Despite much debate, SG2 has not reached consensus on whether manufacturers should be compelled to report adverse events involving use error. The guidance simply states that "The reportability of adverse events involving use error is not globally harmonised. Reportability is subject to regulatory requirements of the relevant NCA". In the absence of consensus, it is likely that Australia and the other regulatory agencies will continue to require reporting of events irrespective of whether or not there was use error.

Global Exchange of Vigilance Reports

Having developed a globally applicable reporting guidance, SG2 is now contemplating the possibility of a single, global adverse reporting scheme.
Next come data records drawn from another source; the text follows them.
PR #324, opened 2015-07-10
Fix package installation on SUSE platforms v3

ddiss:
As raised:

Changes since v2 (#312):
- Remove unused imports (Thanks Travis)
- Rebase against latest upstream

Changes since v1 (#308):
- Test ceph-deploy component -> SUSE package name mapping (Thanks Ken)
- Rebase against latest upstream

### DIFF
--- a/ceph_deploy/hosts/suse/install.py
+++ b/ceph_deploy/hosts/suse/install.py
@@ -14,7 +14,7 @@ def install(distro, version_kind, version, adjust_repos, **kw):
 
 
 def mirror_install(distro, repo_url, gpg_url, adjust_repos, **kw):
-    # note: when split packages for ceph land for Suse,
+    # note: when split packages for ceph land for SUSE,
     # `kw['components']` will have those. Unused for now.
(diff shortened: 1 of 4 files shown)


trhoden:
Hmm, I wonder why Jenkins didn't test this PR...

ddiss:
looks like https://github.com/ceph/ceph-build/pull/97 is still open.

trhoden:
If that was it, it would ask for an admin to okay the test...

It looks like jenkins.ceph.com is down... :/

trhoden:
I was able to trigger the build manually: http://jenkins.ceph.com/job/ceph-deploy-pull-requests/1643/

The test failed because something weird with mock in Python 2.6 but the 2.7 tests pass and so does flake8, so I'm good with that.  :)

trhoden:
ok to test

trhoden:
lol, jenkins, you're catching up!

trhoden:
@ddiss Thanks David!

PR #309, opened 2015-06-12
Support iSCSI utility installation (targetcli)

ddiss:
This series adds two patches atop my previous pull-request at https://github.com/ceph/ceph-deploy/pull/308 to add support for iSCSI component installation, in preparation for clustered RBD/LIO iSCSI target deployment:
https://wiki.ceph.com/Planning/Blueprints/Hammer/Clustered_SCSI_target_using_RBD

PR #326, opened 2015-07-15
Support iSCSI utility installation (targetcli) v2

ddiss:
This series adds support for iSCSI component installation, in preparation for clustered RBD/LIO iSCSI target deployment:
https://wiki.ceph.com/Planning/Blueprints/Hammer/Clustered_SCSI_target_using_RBD

Changes since v1 (https://github.com/ceph/ceph-deploy/pull/309)
- Added test_install_only_iscsi unit test
- Rebased against master

### DIFF
--- a/ceph_deploy/hosts/suse/install.py
+++ b/ceph_deploy/hosts/suse/install.py
@@ -18,6 +18,8 @@ def map_components(components):
         packages.append('ceph-common')
     if 'ceph-radosgw' in components:
         packages.append('ceph-radosgw')
+    if 'targetcli' in components:
+        packages.append('targetcli')
 
     return packages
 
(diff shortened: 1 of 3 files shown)


trhoden:
@ddiss This seems to just use `--iscsi` as a shortcut to installing `targetcli`.

I think the main question is whether abstracting the ultimate package name away from the user is beneficial.  I'm hesitant to pull this in because `targetcli` is not a Ceph package, and `ceph-deploy` already has generic commands for installing packages by name.

You could do:

`ceph-deploy pkg --install targetcli <host>` for example.

ddiss:
I'd hoped to piggy-back on the "install --iscsi" behaviour to also perform sanity checks for the corresponding Ceph RBD and LIO kernel modules. However, this could be done outside of ceph-deploy, and I agree that the "ceph-deploy pkg --install" functionality should be sufficient.

Thanks for the feedback Travis.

At present, some jurisdictions require that all adverse events, regardless of where in the world they occurred, must be reported. This often requires manufacturers to submit more than one report about the same event, a phenomenon known as "echo reporting". Other jurisdictions require adverse event reports that have occurred within their national boundaries.

SG2 is exploring the possibility of manufacturers submitting adverse event reports to the NCA where the event occurred and for significant events to be shared between NCAs through a vigilance exchange scheme. Such a scheme is currently under pilot with participation from all GHTF members. For the pilot, SG2 has developed some broad reporting parameters intended to focus exchanges on high-risk problems where there is some element of decision on regulatory action. The pilot and other SG2 work may one-day result in the development of a global vigilance database, whereby vigilance information is exchanged passively between NCAs. However, the participants are adamant that a system where vigilance information is actively exchanged would be very useful.

Future Plans

SG2 is currently formulating recommendations in regards to timeframes for certain types of reports. Consensus is developing around a maximum of 30 days by which an adverse event report, including the results and conclusions of the manufacturer's investigation must be submitted to the relevant NCA. The group is discussing a much shorter timeframe for the reporting of "issues of significant public health concern".

The group is also developing a global data set for adverse event reporting. This will be the information required from a manufacturer when an adverse event report is submitted. This work is almost complete.